八.密室黑影
2024-09-29 17:31:06
作者: 雷池果
借著頭頂微弱的天光,林若予發現他們掉進了一個四四方方的坑,她扶起阿虎,兩人起身想走幾步,剛邁出腳,就又往下墜,這次是掉進了一個洞裡,兩個人轉著圈向下滑,四周一片漆黑,只能聽到碎石簌簌,小石子不斷撲面而來。重力加速度帶來的失重感讓林若予的心逐漸提到嗓子眼,忽然一切都停止了,原來他們已經墜到了最底層。
伸手不見五指的黑暗包圍壓迫著他們,林若予側耳聽四周沒有動靜,就輕聲問阿虎:「阿虎,你有受傷嗎?」
「沒有……」
「那麼你帶火摺子了嗎?」
「也沒有……」
林若予深吸一口氣,掏出手機,用力按下電源鍵,手機屏幕亮了起來,借用這點微弱的光,林若予看清他們是在一個不算很大的密室里。密室的一面牆壁上似乎有一大塊凹陷進去,像個佛龕。林若予湊近去看,那不是一個佛龕,是一個牌位,上面寫了不少字,然而看到「恩師」「周同」這幾個字樣,林若予像被火燙了似的蹦起來,向後退了幾步,撞上了一個木架,連忙轉身,手機微光映照著一座安放在木架上的棺槨。
林若予下意識雙膝一彎,跪了下去,腦子裡仍然一片空白,耳邊響著嗡嗡聲。
片刻之後,林若予接受了現實,嗡嗡聲也隨之褪去。太祖師爺,她心裡默念,我來看您了。她面向棺槨,恭恭敬敬連磕了三個響頭。阿虎也跟著她叩拜,末了,怯怯問她:「姐姐,這位周同老先生……就是您說的那位德高望重的世伯?」
林若予沒有回答,她只跪著轉過身,怔怔望著佛龕,心頭涌動著一股說不清的感動,佛龕上的字蒼勁有力,見字如見到這位抗金名將本人。這些都是在歷史上有名有姓的人,她想,我林家何德何能,能有這般榮耀!
「不肖徒孫林若予,叩見太祖師爺!」林若予朗聲說道,聲音清脆有力,在室內不斷迴響。
清晰的「篤篤」聲乍然響起,與此同時林若予胸前的玉墜也瘋狂躍動起來,驚得她把手機跌落在地,屏幕上的光也瞬間熄滅——此時徹底沒電了。

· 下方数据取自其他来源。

PR #48, opened 2016-04-08
Auth error handling

derwolfe:
1. Adds exponential backoff/retry logic for deferred generating functions.
2. Changes `get-auth-token!` to return a deferred, instead of dereferencing the deferred and returning the token.
3. Wraps the `http/post` inside of `get-auth-token!` with the retry logic from (1)

### DIFF
--- a/src/cloudpassage_lib/core.clj
+++ b/src/cloudpassage_lib/core.clj
@@ -1,7 +1,6 @@
 (ns cloudpassage-lib.core
   (:require
    [clojure.string :as str]
-   [clojure.math.numeric-tower :as math]
    [aleph.http :as http]
    [environ.core :refer [env]]
    [manifold.deferred :as md]
@@ -13,6 +12,7 @@
    [clj-time.core :as time]
    [clj-time.format :as f]
    [cloudpassage-lib.fernet :as fernet]
+   [cloudpassage-lib.retry :as retry]
    [cheshire.core :as json]))
 
 ;; the url from which new auth-tokens can be obtained.
@@ -45,58 +45,6 @@
   [date]
   (f/unparse cp-date-formatter date))
 
-(defn exponentially
-  "Returns a function that when evaluated will produce the initial wait
-  raised to the number of failures.
-
-  This is intended to be used in conjunction with other 2-arg combinators,
-  e.g., `up-to`."
-  [wait]
-  (fn [failures]
-    (math/expt wait (count failures))))
-
-(defn up-to
-  "Returns a function that when evaluated will either
-
-  1) return a number to use to wait until retrying a function again. Or,
-  2) throw an exception because the maximum number of retries, `stop` has
-  been reached.
-
-  This is intended to be used in conjunction with other 2-arg combinators,
-  e.g., `up-to`."
-  [stop retry?]
-  (fn [failures]
-    (if (< (count failures) stop)
-      (retry? failures)
-      (throw (last failures)))))
-
-(defn retry
-  "Takes a function that returns a `manifold.deferred/deferred`. Retries that
-  function until it succeeds or the number of failures equal the stop value.
-
-  `retry` expects to encounter exceptions when retrying `f`. As such,
-  it will catch all exceptions that `f` might throw and continue retrying.
-
-  f - a function that should be retried; must return a
-      `manifold.deferred/deferred'
-  p - an int representing the initial number of seconds to wait before retrying.
-      This will grow exponentially for each attempt.
-  stop - an int representing the number of tries that the api should make before
-         giving up and returning `:cloudpassage-lib.core/retry-failure`.
-
-  Returns a deferred wrapping the results of `f`."
-  [f p stop]
-  (let [try-after (->> (exponentially p)
-                       (up-to stop))]
-    (md/loop [failures []]
-      (md/catch
-       (f)
-       Exception
-        (fn [exc]
-          (let [all-failures (conj failures exc)
-                wait (try-after all-failures)]
-            (mt/in (mt/seconds wait) #(md/recur all-failures))))))))
-
 (defn get-auth-token!
   "Using the secret key and an ID, fetch a new auth token.
 
@@ -112,7 +60,7 @@
         starting-retry 4
         stop-after 3]
     (md/chain
-     (retry
+     (retry/retry-exp-backoff
       #(http/post auth-uri {:headers auth-header})
       starting-retry
       stop-after)
--- a/src/cloudpassage_lib/core.clj
+++ b/src/cloudpassage_lib/core.clj
@@ -46,8 +46,8 @@
   (f/unparse cp-date-formatter date))
 
 (defn retry
-  "Takes a function that returns a deferred. Retries that function
-  until it succeeds or the number of failures equal the stop value
+  "Takes a function that returns a `manifold.deferred/deferred`. Retries that
+  function until it succeeds or the number of failures equal the stop value.
 
   `retry` expects to encounter exceptions when retrying `f`. As such,
   it will catch all exceptions that `f` might throw and continue retrying.
@@ -57,7 +57,7 @@
   f - a function that should be retried; must return a
       `manifold.deferred/deferred'
   stop - an int representing the number of tries that the api should make before
-         giving up and throwing an exception/dying.
+         giving up and returning `:cloudpassage-lib.core/retry-failure`.
 
   Returns a deferred wrapping the results of `f`."
   [p f stop]
--- a/src/cloudpassage_lib/core.clj
+++ b/src/cloudpassage_lib/core.clj
@@ -61,16 +61,24 @@
 
   Returns a deferred wrapping the results of `f`."
   [f p stop]
-  (md/loop [tries 1]
-    (md/catch
-     (f)
-     Exception
-      (fn [exc]
-        (error "Failure retrying:" exc)
-        (if (= tries stop)
-          (throw exc))
-        (let [wait (mt/seconds (math/expt p tries))]
-          (mt/in wait #(md/recur (inc tries))))))))
+  (let [;; try-after is essentially the back-off strategy
+        ;; it does not handle retrying itself, but is responsible
+        ;; for determining whether to continue retrying and
+        ;; if so, how long to wait until the next retry.
+        try-after (fn [exceptions]
+                    (let [ct (count exceptions)
+                          next-wait (math/expt p ct)]
+                      (if (< ct stop)
+                        next-wait
+                        (throw (last exceptions)))))]
+    (md/loop [failures []]
+      (md/catch
+       (f)
+       Exception
+        (fn [exc]
+          (let [all-failures (conj failures exc)
+                wait (try-after all-failures)]
+            (mt/in (mt/seconds wait) #(md/recur all-failures))))))))
 
 (defn get-auth-token!
   "Using the secret key and an ID, fetch a new auth token.
--- a/src/cloudpassage_lib/core.clj
+++ b/src/cloudpassage_lib/core.clj
@@ -106,10 +106,7 @@
       #(http/post auth-uri {:headers auth-header})
       starting-retry
       stop-after)
-     (fn [val]
-       (if (= ::retry-failure val)
-         ::auth-failure
-         (json/parse-stream (bs/to-reader (:body val)) true))))))
+     #(json/parse-stream (bs/to-reader (:body %)) true))))
 
 (defn get-single-events-page!
   "get a page at `uri` using the provided `auth-token`.
--- a/src/cloudpassage_lib/core.clj
+++ b/src/cloudpassage_lib/core.clj
@@ -54,13 +54,12 @@
   [client-id client-key]
   (info "fetching new auth token for" client-id)
   (let [sent-at (time/now)
-        auth-header (->basic-auth-header client-id client-key)
-        token @(md/chain
-                (http/post auth-uri {:headers auth-header})
-                :body
-                bs/to-reader
-                #(json/parse-stream % true))]
-    token))
+        auth-header (->basic-auth-header client-id client-key)]
+    (md/chain
+     (http/post auth-uri {:headers auth-header})
+     :body
+     bs/to-reader
+     #(json/parse-stream % true))))
 
 (defn get-single-events-page!
   "get a page at `uri` using the provided `auth-token`.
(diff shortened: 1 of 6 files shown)


src/cloudpassage_lib/core.clj
```diff
@@ -100,7 +146,8 @@
       ;; a token is in redis
       (fernet/decrypt fernet-key token)
       ;; no token is present, fetch a new one
-      (let [new-token (get-auth-token! client-id client-secret)
+      ;; the operation to fetch the token should be asynchronous
+      (let [new-token @(get-auth-token! client-id client-secret)
```
derwolfe: This needs to handle `::auth-failure`

src/cloudpassage_lib/core.clj
```diff
@@ -55,12 +96,17 @@
...
+        starting-retry 4
+        stop-after 3]
+    (md/chain
+     (retry
+      #(http/post auth-uri {:headers auth-header})
+      starting-retry
+      stop-after)
+     (fn [val]
+       (if (= ::retry-failure val)
+         ::auth-failure
```
derwolfe: Seems like returning something more like `[data, err]` would be a better approach. Making the return type of the function different is kind of gross.

src/cloudpassage_lib/core.clj
```diff
@@ -44,23 +45,69 @@
...
+  Returns a deferred wrapping the results of `f`."
+  [f p stop]
+  (let [invoker (fn []
+                  (->
+                   (f)
+                   (md/catch
+                    Exception
+                    (fn [exc]
+                      (error "Failure retrying:" (.getMessage exc))
+                      ::local-retry-error))))]
```
lvh: So we're using keywords to signal the failure now? I thought we were using the error deferreds?

src/cloudpassage_lib/core.clj
```diff
@@ -44,23 +45,69 @@
...
+           (and (= tries stop) (= ::local-retry-error val))
+           (let [d (md/deferred)]
+             (error "Failed retrying" tries "times; stopping")
+             (md/error! d (Exception. "Failed retrying"))
+             d)
+
+           ;; try again, after the waiting period
+           (and (< tries stop) (= ::local-retry-error val))
+           (let [wait (mt/seconds (math/expt p tries))]
+             (mt/in wait #(md/recur (inc tries))))))))))
```
lvh: this feels like it could be abstracted a little further, e.g. a fn that takes the number of tries and returns a number of seconds to retry or fail/raise an exception)

src/cloudpassage_lib/core.clj
derwolfe: This is local to the function - it shouldn't leak out. That being said, I'd be open to changing this.

src/cloudpassage_lib/core.clj
```diff
@@ -100,7 +147,8 @@
       ;; a token is in redis
       (fernet/decrypt fernet-key token)
       ;; no token is present, fetch a new one
-      (let [new-token (get-auth-token! client-id client-secret)
+      ;; the operation to fetch the token should be asynchronous
```
lvh: What does this comment mean? If it means what I think it means, perhaps this should use let-flow + md/future?

derwolfe: This was a holdover from a todo - removing. But, I do think `fetch-token!` should be asynchronous, it just didn't seem like I should handle it in this PR. What do you think?

lvh: Sure, that's fine -- but then there should be a ticket for that :)

src/cloudpassage_lib/core.clj
derwolfe: @lvh - I think I might need a bit of help to get this working the way you've requested. I've put up a [WIP PR](https://github.com/RackSec/cloudpassage-lib/pull/49/files#diff-b061a2d01bcc7495a5b47994a5e3cba5R82) that contains the current work.

It looks like I'm able to cause the deferred to enter an error state by instantiating an exception inside of any of the functions. But, a consuming function, `get-auth-token` doesn't seem to be handling this as I'd expect - namely, it is exploding with a json-parsing error, instead of exploding with the exception generated at [line 82](https://github.com/RackSec/cloudpassage-lib/pull/49/files#diff-b061a2d01bcc7495a5b47994a5e3cba5R82)

derwolfe: The test [failure](https://travis-ci.org/RackSec/cloudpassage-lib/builds/122519163#L229) I'm talking about is generated by this [test](https://github.com/RackSec/cloudpassage-lib/pull/49/files#diff-05384040988608db6ad94455765af8d9R71).

src/cloudpassage_lib/core.clj
derwolfe: Ticket: https://github.com/RackSec/cloudpassage-lib/issues/50

src/cloudpassage_lib/core.clj
```diff
@@ -44,23 +45,70 @@
...
+               (error "Failed retrying" tries "times; stopping")
+               (throw (Exception. "Failed retrying; stopping.")))
+
+             ;; return the value, don't retry
+             (not errval?) val
+
+             ;; keep retrying
+             (and (< tries stop) errval?)
+             (let [wait (mt/seconds (math/expt p tries))]
+               (mt/in wait #(md/recur (inc tries)))))))))))
```
derwolfe: Comment lost: need to abstract this wait into an `fn`

src/cloudpassage_lib/core.clj
```diff
@@ -44,23 +45,70 @@
...
+                   (md/catch
+                    Exception
+                    (fn [exc]
+                      (error "Failure retrying:" (.getMessage exc))
+                      exc))))]
+    (md/loop [tries 1]
+      (md/chain
+       (invoker)
+       (fn [val]
+         (let [errval? (instance? Exception val)]
```
derwolfe: @lvh: I *think* this is more consistent with what you wanted - what do you think?

lvh: Hm. Why isn't the md/catch moved inside the loop here?

derwolfe: The main reason is that I only want to catch exceptions generated by the invoker - currently the `catch` *is* in the chain, it is just catching exceptions generated by `f`. Were it nested inside of the root `chain` (the outer level), it would catch the exception thrown for `Failed retrying`.

lvh: Is that true if the catch comes before the fn that starts at line 75?

derwolfe: Yes. The only way I know to `catch` an exception with manifold is to execute `f` inside of the catch; that is being doing here using the thread first macro. I've not been able to structure it like the following and have it execute successfully.

```clojure
      (md/chain
       (f)
       (md/catch
           Exception
           (fn [exc]
             (error "Failure retrying:" (.getMessage exc))
             exc))
       (fn [val]
```
And have it execute successfully.

lvh: Huh. That's weird. Just reading how the evaluation works, it looks like the two should be identical...

derwolfe: lvh: just to make sure I'm understanding - your point is the two following functions should execute the same way?

with thread-first
```clojure
(defn retry-tf
  [f p stop]
  (let [recur-in (fn [tries]
                   (let [wait (mt/seconds (math/expt p tries))]
                     (mt/in wait #(md/recur (inc tries)))))]
    (md/loop [tries 1]
      (md/chain
       (->
        (f)
        (md/catch
            Exception
            (fn [exc]
              (error "Failure retrying:" (.getMessage exc))
              exc)))
       (fn [val]
         (let [errval? (instance? Exception val)]
           (cond
             ;; stop trying
             (and (= tries stop) errval?)
             (do
               (error "Failed retrying" tries "times; stopping")
               (throw (Exception. "Failed retrying; stopping.")))

             ;; return the value, don't retry
             (not errval?) val

             ;; keep retrying
             (and (< tries stop) errval?)
             (recur-in tries))))))))
```

without thread-first
```clojure
(defn retry-no-tf
  [f p stop]
  (let [recur-in (fn [tries]
                   (let [wait (mt/seconds (math/expt p tries))]
                     (mt/in wait #(md/recur (inc tries)))))]
    (md/loop [tries 1]
      (md/chain
       (f)
       (md/catch
           Exception
           (fn [exc]
             (error "Failure retrying:" (.getMessage exc))
             exc))
       (fn [val]
         (let [errval? (instance? Exception val)]
           (cond
             ;; stop trying
             (and (= tries stop) errval?)
             (do
               (error "Failed retrying" tries "times; stopping")
               (throw (Exception. "Failed retrying; stopping.")))

             ;; return the value, don't retry
             (not errval?) val

             ;; keep retrying
             (and (< tries stop) errval?)
             (recur-in tries))))))))
```

lvh: No; thread-first will pass the value of `(f)` to md/chain, which the second one doesn't.

derwolfe: How about this?

```clojure
(defn retry
  [f p stop]
  (let [recur-in (fn [tries]
                   (let [wait (mt/seconds (math/expt p tries))]
                     (mt/in wait #(md/recur (inc tries)))))]
    (md/loop [tries 1]
      (md/chain
       (md/catch
           (f)
           Exception
           (fn [exc]
             (error "Failure retrying:" (.getMessage exc))
             exc))
       (fn [val]
         (let [errval? (instance? Exception val)]
           (cond
             ;; stop trying
             (and (= tries stop) errval?)
             (do
               (error "Failed retrying" tries "times; stopping")
               (throw (Exception. "Failed retrying; stopping.")))

             ;; return the value, don't retry
             (not errval?) val

             ;; keep retrying
             (and (< tries stop) errval?)
             (recur-in tries))))))))
```
It removes invoker and pulls catch into the chain?

lvh: Is the only purpose of wrapping the error in that catch so that it turns into a value? If so, why not deal with the retry logic in the catch directly?

(Also "recur-in" feels like it takes a number of seconds; maybe that should have a different name)

derwolfe: Yes! Making those change now - it should be much clearer this way.

derwolfe:
@lvh - this should be more in line with what you suggested regarding catch. :-).

src/cloudpassage_lib/core.clj
```diff
@@ -44,23 +45,57 @@
...
+      (md/catch
+       (f)
+       Exception
+        (fn [exc]
+          (error "Failure retrying:" (.getMessage exc))
+          (if (= tries stop)
+            (do
+              (error "Failed retrying" tries "times; stopping")
+              (throw (Exception. "Failed retrying; stopping.")))
+            (try-again tries)))))))
```
lvh: Some general thoughts based on trying to build this for otter which you are free to ignore:

- Not every exception warrants a retry; retry logic needs to know the exception type to decide (sometimes). Also, not every exception warrants retrying as often.
- Providing the actual exception seems significantly more useful than the message of the exception. Knowing that it was retried is additional information that's generally implicitly known to the caller anyway; the underlying exception is what you really care about.
- If "try-again" is to be extracted; that's probably not the fn you want to know about `mt/in` or `md/recur` -- that should probably stay an internal detail of this fn.
- You can compose behavior with combinators:

```clojure
(defn up-to
  [max-tries retry?]
  (fn [tries e]
    (when (< tries max-tries)
      (retry? tries e))))

(defn exponentially
  [period]
  (fn [tries _]
    (math/expt period tries)))

(defn circuit-breaker
  [retry? cls]
  (fn [tries e]
    (when-not (instance? cls e)
      (retry tries e))))

(->> (exponentially 2)
     (circuit-breaker SuperBadTLSProblem)
     (up-to 10)) ;; 2 ** 10 => 1024s
```

Otter at one point had a nasty problem where it needed to know if an exception `b` occurred after an exception `a` occurred;  because that was a special case. That would mean keeping track of tries so far and passing that to the above fn. That's a pretty exotic use case though :)

lvh: (although if you keep a list of excs around, finding the current try count is just `(count failures)` away :))

derwolfe: Thanks for your thougtful comments, @lvh

> - Not every exception warrants a retry; retry logic needs to know
>   the exception type to decide (sometimes). Also, not every
>   exception warrants retrying as often.

I agree with this in general - the only reason I'm catching everything
is that I've only seen `aleph` throw instances of `Exception` that
then provide a more specific error message - e.g., Exception is thrown
with a `401` or a `500` as part of the message. It doesn't seem like
it has provided more specific exception types which we could catch.

> - Providing the actual exception seems significantly more useful than
>  the message of the exception. Knowing that it was retried is
>  additional information that's generally implicitly known to the
>  caller anyway; the underlying exception is what you really care
>  about.

Thanks, I'll change this.
    
> - If "try-again" is to be extracted; that's probably not the fn you
>   want to know about `mt/in` or `md/recur` -- that should probably
>   stay an internal detail of this fn.

I agree that extracting both `md/in` and `md/recur` makes this less
clear; for now I'll move back to keeping everything in the function
body. But, if they stay in the main part of the function, I'm not sure
what else could be extracted from the recurring step, unless this
moves into using the combinators you've suggested)

> (although if you keep a list of excs around, finding the current try
> count is just (count failures) away :))

Would you recommend logging each of the exceptions one by one or providing a
dump of the exceptions list on the final failure?

lvh: Re: aleph returning Exception only, yes (I don't actually know, I'm assuming you're correct), but:

- If we asynchronify a different library, it will return arbitrary exceptions
- Sorry, exception type was a red herring; "underlying cause" would have been a better word. The function I'm suggesting gets the exception instance, so it can still dispatch on details, e.g. 404 (no point retrying, for example) vs 500 (just try again)

Re: what can we extract? => that fn should take a number of tries (and maybe exception instance) and return nil (stop trying) or a number of seconds within which to try again... But then you probably just want the combinators.

Re: combinator API: I think we should leverage the list monad to encapsulate the uncertainty in the number of errors.

HHOS; don't worry I did not turn into a Haskell programmer; OTOH the exception list API is a little weird but it does give you everything you need; most recent exception is just `(last es)`, number of tries `(count es)`...

I think exceptions should probably be logged as they happen, but communicated on the way out. That's a little trickier than it looks at first: Throwables can't generally have metadata attached to them. Java has a `cause` thing for Throwables that's intended for this, but it takes exactly 1 Throwable, whereas you probably want to communicate the list.

derwolfe:
It might make sense to break this up into a few prs:

1) Bump manifold
2) Modify `get-auth-token!` so that it returns a deferred, instead of blocking on dereferencing the value.
3) Add retry logic/tests
4) Use retry logic inside with `get-auth-token!`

然而室內並未陷入黑暗,佛龕上發出了光,確切說不是佛龕,而是上面鑲嵌的一個圓月形狀的東西在發光,這種光黃中帶綠,比螢光強一些。林若予低頭看自己胸前的玉墜,竟也發出同等顏色的柔光。
「姐姐,你這玉是……」阿虎看看林若予的玉墜,又看看佛龕上那個發光的「月亮」。
這塊玉墜是林威送給她的,說是祖傳之寶,當年開創林家內功的祖師爺隨身之物,代代相傳。這塊玉墜模樣不好看,粗糙的方塊上坑坑窪窪,還缺了一個角,乍一看像一個缺了口的骰子。缺的那個角據說是林若予小時候調皮,不小心給砸掉的,為此她還狠狠挨了頓板子。那塊被砸掉的碎玉也沒浪費,鑽孔做成了手機掛墜,被林若予送給了廖思承。
林若予很寶貝這塊玉墜,還得意地跟廖思承炫耀:「這有稜有角的,該不會是歷代掌門玉印吧?」
這該不會是歷代掌門玉印吧?
這該不會是歷代掌門玉印吧。
周同是林仲的師父,林仲是他們林氏內功的祖師爺,自己帶著這塊玉墜,師兄的手機上有玉墜的一個角……林若予腦中靈光乍現,原本毫無關係的事物此刻似乎全都有了關聯。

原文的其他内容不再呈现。